Exercise brief => Find each line below that includes "style", then copy it.

Data for this task =>
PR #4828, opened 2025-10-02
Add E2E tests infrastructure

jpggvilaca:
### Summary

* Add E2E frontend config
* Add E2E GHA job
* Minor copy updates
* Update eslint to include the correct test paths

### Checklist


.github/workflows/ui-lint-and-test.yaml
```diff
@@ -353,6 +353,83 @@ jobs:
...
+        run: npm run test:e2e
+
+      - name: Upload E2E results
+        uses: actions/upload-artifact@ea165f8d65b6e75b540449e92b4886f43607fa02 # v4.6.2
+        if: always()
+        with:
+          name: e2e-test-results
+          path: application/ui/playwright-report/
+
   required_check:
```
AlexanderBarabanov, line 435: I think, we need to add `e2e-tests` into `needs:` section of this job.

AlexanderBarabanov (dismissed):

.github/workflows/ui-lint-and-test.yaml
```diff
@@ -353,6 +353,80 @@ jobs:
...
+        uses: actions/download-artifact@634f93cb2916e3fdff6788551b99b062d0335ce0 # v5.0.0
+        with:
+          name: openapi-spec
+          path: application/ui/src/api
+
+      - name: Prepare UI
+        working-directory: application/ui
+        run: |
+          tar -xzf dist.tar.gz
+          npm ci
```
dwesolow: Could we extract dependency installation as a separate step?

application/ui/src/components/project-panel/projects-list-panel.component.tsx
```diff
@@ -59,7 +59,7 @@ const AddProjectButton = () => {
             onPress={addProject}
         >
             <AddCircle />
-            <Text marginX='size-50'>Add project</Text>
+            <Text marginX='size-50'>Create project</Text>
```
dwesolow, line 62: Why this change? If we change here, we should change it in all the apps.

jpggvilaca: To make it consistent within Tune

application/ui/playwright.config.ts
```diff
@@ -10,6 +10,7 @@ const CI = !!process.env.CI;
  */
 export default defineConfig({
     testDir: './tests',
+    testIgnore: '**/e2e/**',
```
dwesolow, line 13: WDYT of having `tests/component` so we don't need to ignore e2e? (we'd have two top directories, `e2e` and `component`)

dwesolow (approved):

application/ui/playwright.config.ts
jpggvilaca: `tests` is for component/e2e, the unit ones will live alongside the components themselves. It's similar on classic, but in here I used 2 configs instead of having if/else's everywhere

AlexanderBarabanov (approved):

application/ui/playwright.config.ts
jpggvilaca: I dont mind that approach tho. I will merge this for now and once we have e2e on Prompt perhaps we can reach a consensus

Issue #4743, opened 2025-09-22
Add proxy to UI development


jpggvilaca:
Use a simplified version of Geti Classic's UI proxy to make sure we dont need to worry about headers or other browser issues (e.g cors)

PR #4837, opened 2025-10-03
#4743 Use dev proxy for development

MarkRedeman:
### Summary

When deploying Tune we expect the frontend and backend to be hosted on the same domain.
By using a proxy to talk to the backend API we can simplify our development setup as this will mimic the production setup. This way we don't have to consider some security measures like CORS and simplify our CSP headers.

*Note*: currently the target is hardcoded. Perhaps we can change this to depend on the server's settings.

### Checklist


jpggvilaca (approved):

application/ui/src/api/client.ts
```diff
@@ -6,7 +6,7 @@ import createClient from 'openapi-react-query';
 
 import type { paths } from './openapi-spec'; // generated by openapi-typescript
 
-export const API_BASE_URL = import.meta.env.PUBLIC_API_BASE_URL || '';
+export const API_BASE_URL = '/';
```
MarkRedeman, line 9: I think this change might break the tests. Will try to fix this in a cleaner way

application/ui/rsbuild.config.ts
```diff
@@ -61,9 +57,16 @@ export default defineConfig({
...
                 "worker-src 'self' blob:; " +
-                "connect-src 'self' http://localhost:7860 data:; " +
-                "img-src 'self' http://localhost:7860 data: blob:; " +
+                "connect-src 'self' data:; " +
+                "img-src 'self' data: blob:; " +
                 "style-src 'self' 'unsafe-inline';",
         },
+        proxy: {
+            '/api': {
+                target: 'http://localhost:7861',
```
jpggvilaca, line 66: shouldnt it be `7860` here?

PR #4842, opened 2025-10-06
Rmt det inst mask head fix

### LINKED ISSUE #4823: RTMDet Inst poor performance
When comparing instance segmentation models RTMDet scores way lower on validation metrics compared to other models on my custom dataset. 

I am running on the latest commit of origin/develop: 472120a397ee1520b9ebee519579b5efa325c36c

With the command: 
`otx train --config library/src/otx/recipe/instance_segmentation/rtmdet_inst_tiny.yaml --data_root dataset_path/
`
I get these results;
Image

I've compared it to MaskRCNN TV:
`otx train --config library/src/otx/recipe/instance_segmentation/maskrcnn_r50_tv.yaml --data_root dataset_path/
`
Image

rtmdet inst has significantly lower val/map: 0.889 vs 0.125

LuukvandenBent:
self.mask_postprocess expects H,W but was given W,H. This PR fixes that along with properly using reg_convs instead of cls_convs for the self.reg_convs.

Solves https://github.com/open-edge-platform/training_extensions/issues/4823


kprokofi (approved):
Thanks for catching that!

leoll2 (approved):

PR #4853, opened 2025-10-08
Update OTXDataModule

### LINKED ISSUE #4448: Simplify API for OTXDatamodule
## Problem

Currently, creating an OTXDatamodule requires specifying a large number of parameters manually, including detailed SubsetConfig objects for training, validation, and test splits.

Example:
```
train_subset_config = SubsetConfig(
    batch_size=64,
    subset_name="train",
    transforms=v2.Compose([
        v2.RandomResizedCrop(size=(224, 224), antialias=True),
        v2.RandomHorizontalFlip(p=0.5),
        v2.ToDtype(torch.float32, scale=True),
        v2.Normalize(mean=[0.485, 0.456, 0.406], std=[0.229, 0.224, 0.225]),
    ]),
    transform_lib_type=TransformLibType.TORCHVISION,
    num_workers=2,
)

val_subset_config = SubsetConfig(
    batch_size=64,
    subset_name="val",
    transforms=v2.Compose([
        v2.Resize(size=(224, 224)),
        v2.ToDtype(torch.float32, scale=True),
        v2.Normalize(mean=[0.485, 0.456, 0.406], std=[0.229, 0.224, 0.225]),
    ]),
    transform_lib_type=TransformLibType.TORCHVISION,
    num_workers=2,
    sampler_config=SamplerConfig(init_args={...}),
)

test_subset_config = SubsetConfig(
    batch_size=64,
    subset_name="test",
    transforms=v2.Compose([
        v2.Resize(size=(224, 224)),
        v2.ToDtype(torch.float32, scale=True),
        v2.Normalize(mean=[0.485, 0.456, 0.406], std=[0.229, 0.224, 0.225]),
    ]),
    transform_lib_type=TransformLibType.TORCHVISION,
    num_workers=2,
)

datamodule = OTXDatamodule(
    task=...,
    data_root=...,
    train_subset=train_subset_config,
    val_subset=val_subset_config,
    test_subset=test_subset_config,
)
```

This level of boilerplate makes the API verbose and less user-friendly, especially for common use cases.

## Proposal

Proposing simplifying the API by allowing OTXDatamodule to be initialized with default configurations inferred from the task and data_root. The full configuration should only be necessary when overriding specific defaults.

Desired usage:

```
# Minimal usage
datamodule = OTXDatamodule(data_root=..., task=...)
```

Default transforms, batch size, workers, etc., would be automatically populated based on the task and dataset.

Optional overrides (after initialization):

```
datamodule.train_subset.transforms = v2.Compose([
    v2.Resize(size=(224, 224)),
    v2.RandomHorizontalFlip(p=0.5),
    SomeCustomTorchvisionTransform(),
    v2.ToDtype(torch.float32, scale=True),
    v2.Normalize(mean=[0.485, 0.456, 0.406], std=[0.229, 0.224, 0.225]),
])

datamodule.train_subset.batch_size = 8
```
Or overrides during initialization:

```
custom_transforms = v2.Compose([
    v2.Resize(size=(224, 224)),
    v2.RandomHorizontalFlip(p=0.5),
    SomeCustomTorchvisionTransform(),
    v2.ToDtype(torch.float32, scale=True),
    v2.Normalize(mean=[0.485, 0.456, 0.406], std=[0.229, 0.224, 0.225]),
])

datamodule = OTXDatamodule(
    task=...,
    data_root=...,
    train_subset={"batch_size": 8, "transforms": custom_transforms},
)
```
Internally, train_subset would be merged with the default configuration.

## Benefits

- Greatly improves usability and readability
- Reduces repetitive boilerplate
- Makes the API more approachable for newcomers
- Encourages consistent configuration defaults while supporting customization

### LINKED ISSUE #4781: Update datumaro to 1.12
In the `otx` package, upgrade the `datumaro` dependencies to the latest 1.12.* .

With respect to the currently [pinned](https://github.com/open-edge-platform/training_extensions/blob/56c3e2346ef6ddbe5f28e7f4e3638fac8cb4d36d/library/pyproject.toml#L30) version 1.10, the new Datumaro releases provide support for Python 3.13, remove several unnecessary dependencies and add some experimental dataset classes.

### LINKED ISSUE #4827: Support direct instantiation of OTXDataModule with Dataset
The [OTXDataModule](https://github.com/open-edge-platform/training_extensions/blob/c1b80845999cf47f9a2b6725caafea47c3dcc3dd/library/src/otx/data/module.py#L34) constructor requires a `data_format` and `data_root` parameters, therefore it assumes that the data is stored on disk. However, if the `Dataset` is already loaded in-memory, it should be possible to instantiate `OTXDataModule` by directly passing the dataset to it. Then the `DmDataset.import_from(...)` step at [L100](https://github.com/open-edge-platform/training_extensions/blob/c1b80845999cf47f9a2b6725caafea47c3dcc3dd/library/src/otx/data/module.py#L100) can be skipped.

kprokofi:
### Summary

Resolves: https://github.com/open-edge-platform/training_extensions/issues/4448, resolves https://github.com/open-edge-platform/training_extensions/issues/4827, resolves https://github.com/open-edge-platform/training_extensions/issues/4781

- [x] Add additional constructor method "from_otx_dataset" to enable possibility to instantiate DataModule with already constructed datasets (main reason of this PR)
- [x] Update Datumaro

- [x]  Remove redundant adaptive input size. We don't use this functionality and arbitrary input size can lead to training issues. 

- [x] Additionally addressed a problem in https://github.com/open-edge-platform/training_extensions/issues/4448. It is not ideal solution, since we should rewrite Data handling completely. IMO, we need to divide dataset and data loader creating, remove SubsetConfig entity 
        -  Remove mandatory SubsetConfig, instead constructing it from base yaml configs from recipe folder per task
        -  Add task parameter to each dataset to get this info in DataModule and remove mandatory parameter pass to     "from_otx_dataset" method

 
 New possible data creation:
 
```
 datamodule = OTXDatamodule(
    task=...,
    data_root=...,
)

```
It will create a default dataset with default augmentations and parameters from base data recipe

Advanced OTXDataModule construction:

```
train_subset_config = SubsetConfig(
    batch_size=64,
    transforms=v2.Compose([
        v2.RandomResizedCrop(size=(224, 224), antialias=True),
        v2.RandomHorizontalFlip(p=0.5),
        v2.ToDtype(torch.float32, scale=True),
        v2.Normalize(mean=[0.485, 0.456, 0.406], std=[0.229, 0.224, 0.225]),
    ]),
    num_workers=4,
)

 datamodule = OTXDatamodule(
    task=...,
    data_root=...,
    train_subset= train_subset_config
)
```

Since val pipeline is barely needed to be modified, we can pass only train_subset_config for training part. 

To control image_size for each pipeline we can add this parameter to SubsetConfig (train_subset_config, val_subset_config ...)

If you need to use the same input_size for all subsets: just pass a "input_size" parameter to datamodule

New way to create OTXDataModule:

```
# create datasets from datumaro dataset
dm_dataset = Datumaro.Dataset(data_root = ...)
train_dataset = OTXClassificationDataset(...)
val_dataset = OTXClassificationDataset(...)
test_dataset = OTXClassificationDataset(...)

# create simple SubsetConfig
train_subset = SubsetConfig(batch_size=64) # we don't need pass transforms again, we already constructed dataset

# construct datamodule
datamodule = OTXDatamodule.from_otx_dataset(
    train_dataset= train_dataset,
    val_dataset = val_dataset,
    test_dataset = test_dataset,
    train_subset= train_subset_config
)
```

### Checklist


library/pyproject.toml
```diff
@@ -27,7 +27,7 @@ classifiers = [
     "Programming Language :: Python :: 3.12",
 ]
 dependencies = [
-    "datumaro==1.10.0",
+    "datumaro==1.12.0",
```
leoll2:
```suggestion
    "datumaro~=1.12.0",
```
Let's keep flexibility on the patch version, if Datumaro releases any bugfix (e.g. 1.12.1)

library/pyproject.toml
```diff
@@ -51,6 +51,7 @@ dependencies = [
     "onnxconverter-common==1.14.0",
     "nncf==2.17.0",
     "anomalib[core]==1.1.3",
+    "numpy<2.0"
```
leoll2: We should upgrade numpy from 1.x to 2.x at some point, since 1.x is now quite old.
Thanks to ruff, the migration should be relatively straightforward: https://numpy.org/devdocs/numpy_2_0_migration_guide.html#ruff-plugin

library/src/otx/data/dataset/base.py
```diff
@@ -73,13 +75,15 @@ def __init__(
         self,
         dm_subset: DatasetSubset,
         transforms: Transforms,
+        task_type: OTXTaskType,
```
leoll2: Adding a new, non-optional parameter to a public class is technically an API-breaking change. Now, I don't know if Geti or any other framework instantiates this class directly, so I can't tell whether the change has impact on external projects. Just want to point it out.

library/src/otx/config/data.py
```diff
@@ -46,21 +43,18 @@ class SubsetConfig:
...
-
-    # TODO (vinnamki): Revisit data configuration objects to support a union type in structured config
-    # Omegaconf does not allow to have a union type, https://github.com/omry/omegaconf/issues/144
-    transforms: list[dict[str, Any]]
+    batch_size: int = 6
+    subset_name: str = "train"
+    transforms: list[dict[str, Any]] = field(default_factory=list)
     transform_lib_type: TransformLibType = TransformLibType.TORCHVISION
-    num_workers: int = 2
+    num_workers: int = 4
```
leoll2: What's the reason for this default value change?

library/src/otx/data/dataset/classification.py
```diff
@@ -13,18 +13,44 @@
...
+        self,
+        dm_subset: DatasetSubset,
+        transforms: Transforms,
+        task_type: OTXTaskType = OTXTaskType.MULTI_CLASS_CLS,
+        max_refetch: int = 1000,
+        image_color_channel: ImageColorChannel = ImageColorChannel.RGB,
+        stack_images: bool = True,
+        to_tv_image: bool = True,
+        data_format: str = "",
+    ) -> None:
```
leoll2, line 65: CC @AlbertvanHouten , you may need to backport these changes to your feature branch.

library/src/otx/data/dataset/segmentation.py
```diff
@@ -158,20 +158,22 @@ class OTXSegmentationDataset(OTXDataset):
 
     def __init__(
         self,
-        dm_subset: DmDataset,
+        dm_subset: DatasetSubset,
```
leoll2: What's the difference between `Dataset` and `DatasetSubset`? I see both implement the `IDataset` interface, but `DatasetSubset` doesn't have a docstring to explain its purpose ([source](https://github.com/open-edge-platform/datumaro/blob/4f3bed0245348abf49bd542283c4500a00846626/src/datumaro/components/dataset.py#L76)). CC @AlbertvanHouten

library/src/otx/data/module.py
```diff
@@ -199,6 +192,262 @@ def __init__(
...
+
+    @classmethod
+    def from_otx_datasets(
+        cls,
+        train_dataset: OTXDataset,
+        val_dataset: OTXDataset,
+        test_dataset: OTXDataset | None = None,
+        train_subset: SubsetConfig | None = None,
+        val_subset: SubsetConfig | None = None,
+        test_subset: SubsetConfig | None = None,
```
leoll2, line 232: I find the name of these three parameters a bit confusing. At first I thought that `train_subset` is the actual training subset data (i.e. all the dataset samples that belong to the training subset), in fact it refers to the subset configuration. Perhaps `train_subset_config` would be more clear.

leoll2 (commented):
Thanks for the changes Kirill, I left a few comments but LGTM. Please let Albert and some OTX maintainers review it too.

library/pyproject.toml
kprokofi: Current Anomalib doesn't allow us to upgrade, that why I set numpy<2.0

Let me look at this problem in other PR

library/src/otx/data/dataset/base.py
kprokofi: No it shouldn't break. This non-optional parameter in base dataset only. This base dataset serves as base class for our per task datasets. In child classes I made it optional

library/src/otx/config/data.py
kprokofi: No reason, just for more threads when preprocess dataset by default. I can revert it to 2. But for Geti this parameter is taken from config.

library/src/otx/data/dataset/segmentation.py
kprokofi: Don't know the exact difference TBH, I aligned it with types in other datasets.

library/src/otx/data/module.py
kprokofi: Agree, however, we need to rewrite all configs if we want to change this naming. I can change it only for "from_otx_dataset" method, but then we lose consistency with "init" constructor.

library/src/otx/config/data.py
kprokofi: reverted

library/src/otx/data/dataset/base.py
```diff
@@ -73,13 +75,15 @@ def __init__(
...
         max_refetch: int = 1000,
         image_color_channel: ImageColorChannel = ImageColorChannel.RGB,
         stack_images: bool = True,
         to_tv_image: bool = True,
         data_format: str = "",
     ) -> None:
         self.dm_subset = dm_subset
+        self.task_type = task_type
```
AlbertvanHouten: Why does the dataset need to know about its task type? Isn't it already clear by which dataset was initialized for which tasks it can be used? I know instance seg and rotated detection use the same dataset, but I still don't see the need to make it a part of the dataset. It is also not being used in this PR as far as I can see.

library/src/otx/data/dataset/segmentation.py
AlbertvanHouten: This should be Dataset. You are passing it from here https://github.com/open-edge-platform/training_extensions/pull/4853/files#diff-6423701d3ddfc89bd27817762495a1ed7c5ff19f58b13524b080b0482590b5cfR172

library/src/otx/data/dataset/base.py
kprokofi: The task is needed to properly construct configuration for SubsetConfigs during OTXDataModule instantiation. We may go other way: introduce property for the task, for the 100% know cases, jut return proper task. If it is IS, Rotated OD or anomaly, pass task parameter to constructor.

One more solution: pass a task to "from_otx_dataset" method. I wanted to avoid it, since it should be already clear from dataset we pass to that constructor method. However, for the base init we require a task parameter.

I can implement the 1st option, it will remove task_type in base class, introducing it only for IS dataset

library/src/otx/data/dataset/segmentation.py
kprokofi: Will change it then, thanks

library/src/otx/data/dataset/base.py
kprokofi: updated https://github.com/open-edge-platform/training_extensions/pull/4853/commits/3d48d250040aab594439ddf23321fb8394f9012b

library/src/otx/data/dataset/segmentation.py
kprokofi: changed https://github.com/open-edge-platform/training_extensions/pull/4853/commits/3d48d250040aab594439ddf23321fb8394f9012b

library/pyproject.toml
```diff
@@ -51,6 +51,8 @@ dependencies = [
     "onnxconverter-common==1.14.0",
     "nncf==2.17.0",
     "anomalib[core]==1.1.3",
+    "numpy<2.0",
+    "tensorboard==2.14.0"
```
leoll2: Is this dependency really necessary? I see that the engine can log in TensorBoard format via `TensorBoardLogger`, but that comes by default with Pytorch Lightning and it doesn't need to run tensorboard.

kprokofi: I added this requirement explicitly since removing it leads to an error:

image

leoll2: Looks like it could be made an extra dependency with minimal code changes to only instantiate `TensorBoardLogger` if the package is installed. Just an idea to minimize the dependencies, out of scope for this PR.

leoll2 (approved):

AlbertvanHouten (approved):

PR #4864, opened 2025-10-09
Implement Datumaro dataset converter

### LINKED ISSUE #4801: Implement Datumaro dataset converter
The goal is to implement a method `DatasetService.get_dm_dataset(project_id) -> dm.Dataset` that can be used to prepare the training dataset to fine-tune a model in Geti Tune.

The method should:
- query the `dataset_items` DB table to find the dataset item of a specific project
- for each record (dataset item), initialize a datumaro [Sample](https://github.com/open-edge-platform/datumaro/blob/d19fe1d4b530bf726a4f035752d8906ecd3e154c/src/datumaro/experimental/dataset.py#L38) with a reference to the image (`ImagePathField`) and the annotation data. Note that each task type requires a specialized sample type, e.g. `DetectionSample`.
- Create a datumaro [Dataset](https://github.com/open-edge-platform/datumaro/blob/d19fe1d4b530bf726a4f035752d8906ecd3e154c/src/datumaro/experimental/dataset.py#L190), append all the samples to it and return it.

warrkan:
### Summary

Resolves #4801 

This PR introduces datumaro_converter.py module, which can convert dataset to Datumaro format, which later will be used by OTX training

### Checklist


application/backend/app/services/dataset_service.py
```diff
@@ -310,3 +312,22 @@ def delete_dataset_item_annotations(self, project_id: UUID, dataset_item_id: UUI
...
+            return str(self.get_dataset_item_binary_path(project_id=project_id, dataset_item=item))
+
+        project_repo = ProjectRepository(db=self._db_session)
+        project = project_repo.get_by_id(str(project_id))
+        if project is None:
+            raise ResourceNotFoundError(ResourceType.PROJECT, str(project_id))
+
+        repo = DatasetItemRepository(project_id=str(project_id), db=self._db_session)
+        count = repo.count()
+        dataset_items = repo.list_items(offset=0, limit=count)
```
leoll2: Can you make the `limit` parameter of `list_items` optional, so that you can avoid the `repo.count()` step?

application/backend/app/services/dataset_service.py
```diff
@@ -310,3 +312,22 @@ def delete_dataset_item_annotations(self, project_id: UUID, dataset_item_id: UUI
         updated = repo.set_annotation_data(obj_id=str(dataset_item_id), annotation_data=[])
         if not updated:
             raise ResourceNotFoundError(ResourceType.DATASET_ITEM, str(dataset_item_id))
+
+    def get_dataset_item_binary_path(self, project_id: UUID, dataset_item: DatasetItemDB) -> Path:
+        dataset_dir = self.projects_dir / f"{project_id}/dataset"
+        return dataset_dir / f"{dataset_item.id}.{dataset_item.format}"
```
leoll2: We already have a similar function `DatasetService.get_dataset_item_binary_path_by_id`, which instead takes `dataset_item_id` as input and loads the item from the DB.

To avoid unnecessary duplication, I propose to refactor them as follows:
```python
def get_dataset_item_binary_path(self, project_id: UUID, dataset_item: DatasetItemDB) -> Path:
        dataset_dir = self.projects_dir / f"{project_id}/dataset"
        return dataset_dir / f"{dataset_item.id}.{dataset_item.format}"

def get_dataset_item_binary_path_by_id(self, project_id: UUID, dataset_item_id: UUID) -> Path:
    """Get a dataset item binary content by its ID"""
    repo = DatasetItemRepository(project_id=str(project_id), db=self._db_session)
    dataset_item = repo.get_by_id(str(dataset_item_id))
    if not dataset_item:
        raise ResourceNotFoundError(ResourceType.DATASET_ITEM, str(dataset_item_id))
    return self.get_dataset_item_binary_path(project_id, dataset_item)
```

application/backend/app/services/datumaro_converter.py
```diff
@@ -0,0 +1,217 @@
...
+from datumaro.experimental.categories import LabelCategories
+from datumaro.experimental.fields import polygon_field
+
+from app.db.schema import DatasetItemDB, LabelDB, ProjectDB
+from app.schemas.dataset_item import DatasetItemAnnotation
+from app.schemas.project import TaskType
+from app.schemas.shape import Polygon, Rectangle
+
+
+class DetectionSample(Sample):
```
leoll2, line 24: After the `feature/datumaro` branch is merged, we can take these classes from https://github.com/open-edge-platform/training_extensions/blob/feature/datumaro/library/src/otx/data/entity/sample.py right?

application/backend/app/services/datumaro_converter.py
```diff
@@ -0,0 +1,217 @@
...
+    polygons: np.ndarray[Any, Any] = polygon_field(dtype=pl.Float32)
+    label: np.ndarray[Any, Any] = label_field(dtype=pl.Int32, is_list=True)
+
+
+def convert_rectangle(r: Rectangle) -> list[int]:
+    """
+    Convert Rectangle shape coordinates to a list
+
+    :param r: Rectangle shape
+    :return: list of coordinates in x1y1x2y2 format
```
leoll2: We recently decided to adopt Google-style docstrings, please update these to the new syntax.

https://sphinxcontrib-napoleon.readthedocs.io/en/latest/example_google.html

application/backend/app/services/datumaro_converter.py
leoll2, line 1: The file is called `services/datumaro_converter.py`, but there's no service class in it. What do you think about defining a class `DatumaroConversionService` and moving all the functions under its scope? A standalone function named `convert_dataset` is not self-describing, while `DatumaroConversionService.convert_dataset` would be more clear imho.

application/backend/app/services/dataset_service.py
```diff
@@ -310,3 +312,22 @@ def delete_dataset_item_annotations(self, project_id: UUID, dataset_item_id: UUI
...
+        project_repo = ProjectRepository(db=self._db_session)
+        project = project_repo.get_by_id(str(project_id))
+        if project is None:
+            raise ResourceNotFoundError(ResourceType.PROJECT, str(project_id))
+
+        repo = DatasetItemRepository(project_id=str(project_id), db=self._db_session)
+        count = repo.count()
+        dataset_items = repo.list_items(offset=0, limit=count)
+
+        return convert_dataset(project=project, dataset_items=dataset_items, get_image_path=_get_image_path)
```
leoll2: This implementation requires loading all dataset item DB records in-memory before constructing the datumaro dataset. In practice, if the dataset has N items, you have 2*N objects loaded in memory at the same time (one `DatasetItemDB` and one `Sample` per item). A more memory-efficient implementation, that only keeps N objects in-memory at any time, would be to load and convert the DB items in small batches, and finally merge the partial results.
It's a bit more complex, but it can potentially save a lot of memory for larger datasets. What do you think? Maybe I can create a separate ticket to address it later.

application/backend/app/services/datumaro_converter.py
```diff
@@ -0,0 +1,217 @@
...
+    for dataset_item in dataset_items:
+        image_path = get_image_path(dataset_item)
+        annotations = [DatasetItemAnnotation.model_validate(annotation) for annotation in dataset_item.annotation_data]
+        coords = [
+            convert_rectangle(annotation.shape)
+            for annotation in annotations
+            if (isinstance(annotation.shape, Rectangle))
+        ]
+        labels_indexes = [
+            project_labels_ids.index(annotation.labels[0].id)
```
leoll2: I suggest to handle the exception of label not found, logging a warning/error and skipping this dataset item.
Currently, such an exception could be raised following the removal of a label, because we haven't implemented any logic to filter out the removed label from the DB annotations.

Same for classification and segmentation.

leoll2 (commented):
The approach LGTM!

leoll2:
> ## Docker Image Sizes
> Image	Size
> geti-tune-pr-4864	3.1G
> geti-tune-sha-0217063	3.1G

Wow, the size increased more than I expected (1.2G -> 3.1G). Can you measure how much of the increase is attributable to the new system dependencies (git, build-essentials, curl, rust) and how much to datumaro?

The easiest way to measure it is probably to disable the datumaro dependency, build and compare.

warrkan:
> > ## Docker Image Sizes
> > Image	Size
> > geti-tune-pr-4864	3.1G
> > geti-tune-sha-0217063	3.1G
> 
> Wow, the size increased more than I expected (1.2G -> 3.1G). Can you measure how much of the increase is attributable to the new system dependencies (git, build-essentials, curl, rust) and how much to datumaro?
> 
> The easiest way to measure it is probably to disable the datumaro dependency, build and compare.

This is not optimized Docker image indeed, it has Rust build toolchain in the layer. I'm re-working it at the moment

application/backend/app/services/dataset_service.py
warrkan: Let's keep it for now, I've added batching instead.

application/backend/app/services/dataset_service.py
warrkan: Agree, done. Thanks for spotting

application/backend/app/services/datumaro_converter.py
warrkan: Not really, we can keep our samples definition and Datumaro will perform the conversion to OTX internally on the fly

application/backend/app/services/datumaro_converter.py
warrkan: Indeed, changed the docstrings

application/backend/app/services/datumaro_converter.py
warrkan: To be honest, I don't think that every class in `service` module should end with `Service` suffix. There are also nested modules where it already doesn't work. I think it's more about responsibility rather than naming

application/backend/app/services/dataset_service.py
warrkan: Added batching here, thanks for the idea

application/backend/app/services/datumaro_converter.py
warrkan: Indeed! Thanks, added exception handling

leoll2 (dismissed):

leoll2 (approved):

Result below =>
                 "style-src 'self' 'unsafe-inline';",
leoll2: We recently decided to adopt Google-style docstrings, please update these to the new syntax.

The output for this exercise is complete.